Your instructions = Collect all lines from the listing that include the string "sure".

Input data =
PR #3520, opened 2024-04-11
chore: add windows runner in build job

gmeligio:
Related to #3384 

## Motivation

Enable experimental Windows runner to build job in CI. The job will fail while projen tasks that run during the task `build` are not compatible with Windows. This way we can keep track of the progress.

## Changelog

1. No tests added.
1. Allow to fail the `build` step in the `build` job on Windows runner by using `continue-on-error=true`. I used `JsonPatch` in `.github/workflows/build.yml` instead of doing changes in `BuildWorkflow` at this point.
1. `step.if` condition to ignore on Windows the following steps: `Upload coverage to Codecov`, `Upload patch`, `Backup artifact permissions` and `Upload artifact`.
1. Move postconstruction setup to `projenrc` folder. Add `projenrc` to gitignore. 
1. Change checking for undefined by `?.` conditional operator. where possible in setupXxx functions.

## Possible Future Improvements

1. Refactor the multiple setupXxx functions to a class `projenrc/JsiiProjectPatch.ts` to configure the project during construction time too, not only during postconstruction. I didn't do it in this PR because there are already many changes by moving the setup to the `projenrc` folder.
1. Find a way for the `BuildWorkflow` and other workflows to expose the synthesized file path. 

---


mrgrain (approved):
Nice one!

mrgrain (approved):

mrgrain (changes requested):
This isn't merging yet, because you missed to mark the windows build as continue on error.

gmeligio:
Thank you, @mrgrain, for the review!

As you noticed, I missed the PR check, which is a step instead of a job, and I thought that allowing the job to fail would also allow the step to fail. I corrected it and moved the patch of `continue-on-error` to the `build` step in the `build` job. Now all the checks are ✅

mrgrain:
> Thank you, @mrgrain, for the review!
> 
> As you noticed, I missed the PR check, which is a step instead of a job, and I thought that allowing the job to fail would also allow the step to fail. I corrected it and moved the patch of `continue-on-error` to the `build` step in the `build` job. Now all the checks are ✅

Hmm. @gmeligio Why can the `continue-on-error` not be on the job like documented in the guide I posted? I'm not sure I understand what you mean by you "missed the PR check, which is a step instead of a job".

gmeligio:
Never mind, after reading multiple Github issues, I was confused about why it didn't work at the job level. The PR check is indeed for jobs. Sorry for saying the contrary.

I followed the guide you suggested since the beginning when drafting the PR to learn how to use `continue-on-error`. Thank you. It was helpful, but it didn't solve my problem.

This comment was the one that gave me a hint about the step
https://github.com/orgs/community/discussions/27069#discussioncomment-3254501
What I understand now is that even if `continue-on-error` is allowed at the job level, it will still mark the job as failed but allow the subsequent jobs to run. When the specific step that fails is allowed to fail, then the job will marked as successful. That's why I committed again to put `continue-on-error` on the `build` step that was failing.

Please, let me know if you have another idea on how to do it.

mrgrain:
Hmm. When I first reviewed this PR I didn't see a `continue-on-error` at all. I believe I reviewed [this revision](https://github.com/gmeligio/projen/blob/26db8bf2af0592da31c5f1228e95fbf4d0a89aa7/.github/workflows/build.yml), so I must have just missed it! Not sure why it didn't merge the first time around then. Maybe some repo and/or Mergify settings need to change. 🤔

Exercise solution =
Hmm. @gmeligio Why can the `continue-on-error` not be on the job like documented in the guide I posted? I'm not sure I understand what you mean by you "missed the PR check, which is a step instead of a job".
Hmm. When I first reviewed this PR I didn't see a `continue-on-error` at all. I believe I reviewed [this revision](https://github.com/gmeligio/projen/blob/26db8bf2af0592da31c5f1228e95fbf4d0a89aa7/.github/workflows/build.yml), so I must have just missed it! Not sure why it didn't merge the first time around then. Maybe some repo and/or Mergify settings need to change. 🤔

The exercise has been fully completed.